■ **TASK DESCRIPTION**
Retrieve all lines below that have the string "cleaned".

■ **DATA UNDER STUDY**
--- START ---

Issue #3274, opened 2023-06-28
How to check applications health state before rke upgrade


nbisson:
**RKE version:** 1.4.1

**Docker version:**  20.10.23

**Operating system and kernel: Rocky 8

**Type/provider of hosts:** VM/Bare-metal

Hi, I would like to know if it is possible to exclude certain nodes to the upgrade process.

Some applications (ex: Ceph, Kafka, etc) have their own logic et need to be in a healthy state to be upgraded. This state is not visible by the kubernetes node status but by intern commands (ex: `ceph status`).

To upgrade without take the risk to lost data, it would be nice if we can choose which node to upgrade or if we can give this upgrade logic to rke (ex : rke check if cluster is healthy before upgrade each node).

I have found a ticket #1906 that add a labels to ignore upgrade node, but theses labels seems to not work in the latest versions.

The only method that i have found today is to edit ssh key for certain nodes which allows to not upgrade theses nodes.

Thanks.

nbisson:
Still relevant

nbisson:
Still relevant

nbisson:
Still relevant

PR #3348, opened 2023-08-25
Add a label which allows to avoid the update

nbisson:
Hi,

In the continuation of ticket #3274, I added a filter which makes it possible not to update all the nodes at once.

I added it by using the #1906 informations. 

I don't understand the reasons but the filters were added by pull request #1912 and removed by pull request #1952.

In order for a node to ignore an update, the label must be added to it: `user.cattle.io/upgrade-policy=prevent`


nbisson:
@superseb can you please look at this pull request ? Thanks

superseb:
@nbisson I added it to be triaged for next release

Issue #2651, opened 2018-03-13
[spring boot feature] warm start uses old server configuration from previous launch


tjwatson:
When starting from a warm pre-populated cache it looks like the configuration admin is still using old configurations which were configured by using a OSGI-INF/wlp/defaultInstances.xml file (see com.ibm.ws.app.manager.springboot.internal.SpringBootApplicationImpl.SpringBootConfigImpl.installVirtualHostBundle(Bundle, ServerConfiguration)).  This should not happen because we uninstall the bundle which contains the configuration when the application is stopped.  We also look for any configuration bundles when the handler is activated and uninstall any that may have been left behind before starting the applications.

There may be something being cached in the configuration admin service which is not getting cleaned up properly when the configuration bundles are uninstalled.

The improper behavior that can be observed is that the web container reports that a web application is available at a specific URI before the spring application context has been fully initialized.  We must not start listening on the endpoint for the application until the spring application context is fully initialized.

tjwatson:
This is merged into master now.

PR #2679, opened 2018-03-14
Uninstall leftover app configurations on restart

tjwatson:
Must avoid uninstalling application configurations when
stopping an application during server shutdown.  This
is because config admin will not process the removal if
the framework is shutting down.  Instead the config bundle
must remain installed and will be cleaned up on restart.
This way config admin will have a chance to clean out
the application configuraiton before any applications
start.


tjwatson:
#build

tjwatson:
#build

tjwatson:
This is to fix issue #2651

--- END ---

■ **ANSWER TO THE PROBLEM**
There may be something being cached in the configuration admin service which is not getting cleaned up properly when the configuration bundles are uninstalled.
must remain installed and will be cleaned up on restart.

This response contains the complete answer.